Arc Length of a Curve Let $f:[a,b]\to \mathbb{R}$ be a continuous function, how can you prove (not in the geometric way):
$$
\sqrt{\left(f(b)-f(a)\right)^2+\left(b-a\right)^2}\le\int_a^b \sqrt{1+f'(x)^2}dx
$$
 A: Apply Cauchy–Schwarz on the vectors $u=(f'(x),1)$ and $v=(f(b)-f(a),b-a)$ to find
$$f'(x)(f(b)-f(a)) + (b-a) \leq \sqrt{f'(x)^2 + 1} \sqrt{\left(f(b)-f(a)\right)^2 + \left(b-a\right)^2}$$
Now integrate the inequality over $[a,b]$ to obtain the result
$$\sqrt{\left(f(b)-f(a)\right)^2 + \left(b-a\right)^2} \leq \int_a^b\sqrt{f'(x)^2 + 1}dx$$
${\bf Addendum}$: By considering $u=(f_1'(x),f_2'(x),\ldots,f_n'(x))$ and $v=(f_1(b)-f_1(a),\ldots,f_n(b)-f_n(a))$ the result easily generalizes to
$$\sqrt{\sum_{i=1}^n\left(f_i(b)-f_i(a)\right)^2} \leq \int_a^b\sqrt{\sum_{i=1}^n f_i'(x)^2}dx$$
A: Hint: $$\sqrt{\left(f(b)-f(a)\right)^2+\left(b-a\right)^2} = (b-a)\sqrt{\left(\frac{f(b)-f(a)}{b-a}\right)^2+1} $$
A: More generally you can proof that $\sqrt {\left( \int_a^b f\right)^2+\left( \int_a^b g\right)^2}\leq \int_a^b\sqrt{f^2+g^2}$ differentiating by b.

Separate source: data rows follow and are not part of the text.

PR #207, opened 2020-02-15
Allow custom name for assets

Gadgetoid:
At the request of @lowfatcode this improves the asset pipeline to allow for custom asset names. This is preferable to the name-mangling default since you can call your `sprite.png` or `level.tmx` by whatever name you so choose instead of `asset_sprite_png` and `asset_level_tmx`.

May not yet fix the pack_sprites function TODO, but allows the assets to be given names independent of their filename

It does this by popping 3 args at a time from blit_assets- type, file and name

Type and file are processed as usual, but names are collated and passed to asset-packer via a new argument: `--names`

This is a comma-separated list of asset names that must match the order of files supplied.

You can now use (for example):

```
blit_assets (rocks-and-diamonds
    MAP_TILED2BIN level.tmx asset_level
    SPRITE_PACKED sprites.png asset_sprites)
```

Include `assets.hpp`

And then access `asset_level.data` and `asset_sprites.data` in your code.

### DIFF
--- a/tools/asset-packer
+++ b/tools/asset-packer
@@ -11,8 +11,11 @@ if __name__ == '__main__':
     parser = argparse.ArgumentParser()
     parser.add_argument('--base-path', action='append', type=str)
     parser.add_argument('--inline-data', action='store_true', help='embed data as an array in assets.cpp')
+    parser.add_argument('--names', type=str, help='list of names for asset files (default is to mangle filename)', default='')
     parser.add_argument('files', nargs='+', type=str, help='input files')
     args = parser.parse_args()
+
+    args.names = args.names.split(',')
 
     bin_out = open('assets.bin', 'wb')
     cpp_out = open('assets.cpp', 'w')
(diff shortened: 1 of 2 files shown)


Daft-Freak:
I'll miss the ability to do `blit_assets(RAW a.bin b.bin c.bin)` and I liked not having to repeat the filename, but I guess this does have advantages. (Maybe I'm just prioritising typing less too much...)

tools/asset-packer
```diff
@@ -25,32 +28,41 @@ if __name__ == '__main__':
...
 
-        cpp_out.write('const blit::Asset asset_{}(_binary_assets_bin_start + {}, {});\n'.format(name, offset, length))
+        cpp_out.write('const blit::Asset {}(_binary_assets_bin_start + {}, {});\n'.format(name, offset, length))
 
 
     if args.inline_data:
         bin_out.close()
         bin_out = open('assets.bin', 'rb')
 
-        data = bin_out.read();
```
Daft-Freak: Ugh, I thought I'd learned to not do semicolons in python code by now.

Gadgetoid: I get that habit back if I write C enough- it never goes away!

Doesn't help that Python ignores them!

Gadgetoid:
Found a bug and added a polyfill for CmMake < 3.12.0 where there's no `list(JOIN ... )`

I was thinking about your shorthand- it's still mostly supported by other commands and it might be possible to still support it.

Maybe `blit_assets` and `blit_assets_named`?

Or, just `blit_assets` and the option to supply `AUTO` as a name.

Gadgetoid:
OH I just realised what you meant about `blit_assets(RAW a.bin c.bin d.bin)` - that's actually quite graceful and I've totally broken support for it.

Maybe we should reintroduce your whole code path under a different alias? There's got to be a best-of-both-worlds fix here.

Gadgetoid:
Since we now have a `while` loop that checks the length of `ARGN` we can consume arbitrary lengths of arguments for each command.

Maybe we coud have `RAW` and `RAW_NAMED` that just consume arguments until the next valid `type` is hit?

Daft-Freak:
Possible compromise loop:
```cmake

set(ASSET_TYPE "")

while(ASSETS_LENGTH GREATER 0)
	list(GET ASSETS 0 ARG)

	if(ARG STREQUAL "RAW" OR ARG STREQUAL "SPRITE_PACKED" OR ARG STREQUAL "SPRITE_RAW" OR ARG STREQUAL "MAP_TILED2BIN")
		set(ASSET_TYPE ${ARG})
		list(REMOVE_AT ASSETS 0)
		list(LENGTH ASSETS ASSETS_LENGTH)
		continue()
	elseif(ASSET_TYPE STREQUAL "")
		message(FATAL_ERROR "No asset type specified")
	endif()

	set(ASSET_PATH ${ARG})
	list(GET ASSETS 1 ASSET_NAME)
	list(REMOVE_AT ASSETS 0 1)
	list(LENGTH ASSETS ASSETS_LENGTH)

	set(ASSET_PATH ${CMAKE_CURRENT_SOURCE_DIR}/${ASSET_PATH})

	if(ASSET_TYPE STREQUAL "SPRITE_PACKED")
		pack_sprites(${ASSET_PATH} packed ASSET_PATH)
	elseif(ASSET_TYPE STREQUAL "SPRITE_RAW")
		pack_sprites(${ASSET_PATH} raw ASSET_PATH)
	elseif(ASSET_TYPE STREQUAL "MAP_TILED2BIN")
		pack_map(${ASSET_PATH} tiled2bin ASSET_PATH)
	endif()

	list(APPEND ASSET_FILES "${ASSET_PATH}")
	list(APPEND ASSET_NAMES "${ASSET_NAME}")
endwhile()
```

(Maybe. not actually tested)

Should still allow omitting type
```cmake
bilt_assets(
    target
    RAW
    a.bin a
    b.bin b
    c.bin c
    SPRITE_PACKED
    sprite-a.png sprite-a
    sprite-b.png sprite-b
)
```

Gadgetoid:
I think coming back around to this, and with feedback from @lowfatcode, and with Visual Studio in consideration we should try to move as much of the logic behind asset configuration out of CMakeLists.txt and into a config-file driven asset builder that can handle all the edge cases and be as simple or complex as the developer needs.

I've raised https://github.com/pimoroni/32blit-beta/issues/212 to track progress on this.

In fact you obtaine $$\frac{f\int_a^b f+g\int_a^b g}{\sqrt{\left(\int_a^b f \right)^2+\left(\int_a^b g\right)^2}}\stackrel{?}{\leq} \sqrt{f^2+g^2}$$ 
that is $0\stackrel{?}{\leq} \left( f \int_a^b g- g \int_a^bf \right)^2$.
A: Hint
The lhs is the distance between points $[a,f(a)]$ and $[b,f(b)]$ along the line which joins them. And since the shortest distance between two points is ...
I am sure that you can take from here.